** Opening GIVEN ENTRIES block **
PR #474, opened 2020-06-09
Simplify PD node status

baurine:

Resolve a part of #472 

Currently, the "Unhealthy" PD node is recognized as "Down" status, and the "Unhealthy" status never displays.

Differ the "Down" and "Unhealthy" status for PD node, when all nodes don't work, recognize them as "Down", else recognize the not work node as "Unhealthy".

### Check List 

Tests 

Deploy a cluster with 3 PD nodes, pause 1 node.

企业微信20200609114349

Before:

企业微信20200609114229

After:

image

Pause 2 PD nodes:

image

### DIFF
--- a/pkg/cluster/meta/topology.go
+++ b/pkg/cluster/meta/topology.go
@@ -279,6 +279,7 @@ type PDSpec struct {
 // Status queries current status of the instance
 func (s PDSpec) Status(pdList ...string) string {
 	curAddr := fmt.Sprintf("%s:%d", s.Host, s.ClientPort)
+	curPdAPI := api.NewPDClient([]string{curAddr}, statusQueryTimeout, nil)
 	allPdAPI := api.NewPDClient(pdList, statusQueryTimeout, nil)
 	suffix := ""
 
@@ -292,15 +293,13 @@ func (s PDSpec) Status(pdList ...string) string {
 		suffix = "|UI"
 	}
 
-	// "Down" means all PD nodes don't work,
-	// while "Unhealthy" means current PD node doesn't work
-	healths, err := allPdAPI.GetHealth()
+	healths, err := curPdAPI.GetHealth()
 	if err != nil {
 		return "Down" + suffix
 	}
 
 	// find leader node
-	leader, err := allPdAPI.GetLeader()
+	leader, err := curPdAPI.GetLeader()
 	if err != nil {
 		return "ERR" + suffix
 	}
--- a/pkg/cluster/meta/topology.go
+++ b/pkg/cluster/meta/topology.go
@@ -293,7 +293,8 @@ func (s PDSpec) Status(pdList ...string) string {
 		suffix = "|UI"
 	}
 
-	healths, err := curPdAPI.GetHealth()
+	// check health
+	err := curPdAPI.CheckHealth()
 	if err != nil {
 		return "Down" + suffix
 	}
@@ -303,20 +304,10 @@ func (s PDSpec) Status(pdList ...string) string {
 	if err != nil {
 		return "ERR" + suffix
 	}
-
-	for _, member := range healths.Healths {
-		if s.Name != member.Name {
-			continue
-		}
-		if s.Name == leader.Name {
-			suffix = "|L" + suffix
-		}
-		if member.Health {
-			return "Healthy" + suffix
-		}
-		return "Unhealthy" + suffix
+	if s.Name == leader.Name {
+		suffix = "|L" + suffix
 	}
-	return "N/A" + suffix
+	return "Up" + suffix
 }
 
 // Role returns the component role of the instance
--- a/pkg/cluster/meta/topology.go
+++ b/pkg/cluster/meta/topology.go
@@ -279,7 +279,6 @@ type PDSpec struct {
 // Status queries current status of the instance
 func (s PDSpec) Status(pdList ...string) string {
 	curAddr := fmt.Sprintf("%s:%d", s.Host, s.ClientPort)
-	curPdAPI := api.NewPDClient([]string{curAddr}, statusQueryTimeout, nil)
 	allPdAPI := api.NewPDClient(pdList, statusQueryTimeout, nil)
 	suffix := ""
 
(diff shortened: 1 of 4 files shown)


baurine:
@lucklove @HunDunDM please help take a look as well, thanks!

breeswish:
From the user perspective do we have differences about unhealthy and down? @HunDunDM  PTAL

pkg/cluster/meta/topology.go
```diff
@@ -293,13 +292,15 @@ func (s PDSpec) Status(pdList ...string) string {
 		suffix = "|UI"
 	}
 
-	healths, err := curPdAPI.GetHealth()
+	// "Down" means all PD nodes don't work,
+	// while "Unhealthy" means current PD node doesn't work
```
AstroProfundis, line 296: I'm confused by this, I thought "Down" means the specific PD node is not working, and "Unhealthy" means the PD cluster is not in proper state.

disksing:
I don't think we have made a clear distinction between these two different terms.
IMO it is a good idea to distinguish between two states: single node down / majority nodes down. However, the state names would be better if they are more self-explanatory.

pkg/cluster/meta/topology.go
baurine: But according to the old logic, they will be all recognized as "Down" status, we never can go to the `return "Unhealthy" + suffix` line logic.

baurine:
In fact, my key point is that, according to the code, we use the "Healthy" status to represent the work PD node, so it is natural to think that we should use "Unhealthy" to represent the not work PD node. It is true the "Unhealthy" is used in the code, but unfortunately, its logic never reach, it is always recognized "Down".

(I guess the "Healthy" and "Unhealthy" come from the `/pd/health` API response. In the reponse we use `health: true/false` to represent whether a node is working.)

So, the PD node has 3 kinds of status: "Healthy", "Unhealthy" and "Down", but only "Healthy" and "Down" happen.

Actually, for other components (TiDB / TiKV / TiFlash), we use "Up" to represent work node, and use "Down" to represent not work node.

So it seems here exists some inconsistency. Now I don't think this PR is a good solution. Or maybe we can use "Up" to replace "Healthy", remove the unreached "Unhealthy", and keep "Down" for PD node to keep consistency with other components, how about it?

disksing:
Sounds reasonable to me. Any thought? /cc @nolouch @HunDunDM

AstroProfundis:
It was because the **is** a state in PD's API response, it was never clearly documented what those states represent. It's ok to just remove the health/unhealthy term in response body and use up/down for only check response http code.

But I would wonder: what on earth does the `health` state in PD's response mean?

AstroProfundis:
What state would a PD node report, if another node in the cluster is down, while itself is still working, health = true or false ?

HunDunDM:
We determine that the health of an instance is based on that the http server of this node can respond normally.

HunDunDM:
> In fact, my key point is that, according to the code, we use the "Healthy" status to represent the work PD node, so it is natural to think that we should use "Unhealthy" to represent the not work PD node. It is true the "Unhealthy" is used in the code, but unfortunately, its logic never reach, it is always recognized as "Down".
> 
> (I guess the "Healthy" and "Unhealthy" come from the `/pd/health` API response. In the response we use `health: true/false` to represent whether a node is working.)
> 
> So, the PD node has 3 main kinds of status: "Healthy", "Unhealthy" and "Down", but only "Healthy" and "Down" happen.
> 
> Actually, for other components (TiDB / TiKV / TiFlash), we use "Up" to represent work node, and use "Down" to represent not work node.
> 
> So it seems here exists some inconsistency. Now I don't think this PR is a good solution. Or maybe we can use "Up" to replace "Healthy", remove the unreached "Unhealthy", and keep "Down" for PD node to keep consistency with other components, how about it?

Sounds reasonable to me too.

AstroProfundis:
> We determine that the health of an instance is based on that the http server can respond normally.

Thanks for the clarification, my curiosity is that when would a PD node be responding to API calls and return an object with `health: false`; and what would other PD node report in this filed, when a node is down in the cluster.

HunDunDM:
When you request `/health` for any pd:
* If it is a follower node, this node will internally proxy the request to the leader node.
* If it is a leader node, this node will try to request `/ping` of all pds (including itself), and mark the node as healthy if it can respond normally. Then return the result.

AstroProfundis:
>     * If it is a leader node, this node will try to request `/ping` of all pds (including itself), and mark the node as healthy if it can respond normally. Then return the result.

What if a follower is down, will the leader respond unhealthy state? And if I understand it correctly, in this circumstance, all alive nodes will report the same unhealthy state?

HunDunDM:
The leader will only mark the node as unhealthy. 

> all alive nodes will report the same unhealthy state

yes.

baurine:
@AstroProfundis , this is an example response for `/pd/health` API which requested from `http://10.0.1.11:2379`:

```json
[
  {
    "name": "pd-10.0.1.14-2379",
    "member_id": 4436600309396281139,
    "client_urls": [
      "http://10.0.1.14:2379"
    ],
    "health": true
  },
  {
    "name": "pd-10.0.1.11-2379",
    "member_id": 16310129336451408704,
    "client_urls": [
      "http://10.0.1.11:2379"
    ],
    "health": true
  },
  {
    "name": "pd-10.0.1.15-2379",
    "member_id": 16570216285418057773,
    "client_urls": [
      "http://10.0.1.15:2379"
    ],
    "health": false
  }
]
```

AstroProfundis:
OK I understand. So there are 2 possible solutions:

1. Keep the current healthy/unhealthy state in displaying, but request that from any alive PD instead of only the node itself (we have similar approach when finding PD leader in the code), if the node with problem is not found in the first success response, it's marked as down
2. Request the PD API of the specific node, ignore the state of PD node in response, use an up/down state based on the http response code of `/pd/health`, not parsing the content at all

I prefer 2.

baurine:
Prefer 2 as well.

baurine:
Hi @AstroProfundis , I have updated it, PTAL, thanks!

btw, I used the `/pd/ping` API replace `/pd/health` to check the single node health status according to @HunDunDM recommendation.

besides, I found there are some similar code in `/components/dms/command/display.go` with the code in `/components/cluster/command/display.go`, should I change that as well?

lonng:
ping @AstroProfundis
** Closing GIVEN ENTRIES block **
### YOUR ASSIGNMENT:
Copy out every line of the material above that mentions the word "type".

### YOUR SOLUTION:
@@ -279,6 +279,7 @@ type PDSpec struct {
@@ -279,7 +279,6 @@ type PDSpec struct {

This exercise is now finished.